● TASK TO COMPLETE: State how many lines in the records below contain the string "with", and give nothing besides that number.

● DATA FOR ANALYSIS:
PR #1054, opened 2026-03-13
fix(optimizer): Fix DT columns when finalizing window operation in filter (#1054)

kagamiori:
Summary:

Previously in ToGraph::makeFilterQueryGraph, when the current DT contains a
window plan, it finalize the DT with the filter node's used channels and then
adding the filter to the outer DT. However, the filter node's used channels may
not include all input columns of the filter. This would cause 
Optimization::placeConjuncts later failed to place the filter conjunct.

To fix this problem, this PR makes ToGraph::makeFilterQueryGraph to finalize
the DT with the filter's input node whose used channels are guaranteed to 
include all input columns of the filter.

Reviewed By: peterenescu

Differential Revision: D96413832

### DIFF
--- a/axiom/optimizer/ToGraph.cpp
+++ b/axiom/optimizer/ToGraph.cpp
@@ -3440,7 +3440,7 @@ void ToGraph::makeFilterQueryGraph(
   // Window functions compute over the full input; pushing any filter below
   // them changes their semantics.
   if (currentDt_->hasWindow()) {
-    finalizeDt(filter);
+    finalizeDt(input);
   }
 
   addFilter(input, filter.predicate());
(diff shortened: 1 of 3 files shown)


axiom/optimizer/ToGraph.cpp
```diff
@@ -3432,7 +3432,7 @@ void ToGraph::makeFilterQueryGraph(
   // Window functions compute over the full input; pushing any filter below
   // them changes their semantics.
   if (currentDt_->hasWindow()) {
-    finalizeDt(filter);
+    finalizeDt(input);
```
mbasmanova: @kagamiori Wei, would you explain how this change works? The output type of filter and input should be the same, no?

kagamiori: Hi @mbasmanova, no, the output type of a node only contains columns that the downstream of this node needs. For the added unit test in this PR as an example, the output columns of the `filter` node contains only n_name, while the output columns of `input` (i.e., `filter`'s input node) contains both n_name and rn.

If we use finalizeDt(filter) here, the placeConjuncts will not be able to place the filter conjunct of this DT later (because not all input columns of the conjunct present), which will trigger the 'Failed to place a conjunct' failure.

● RESULT OF THIS TASK: 2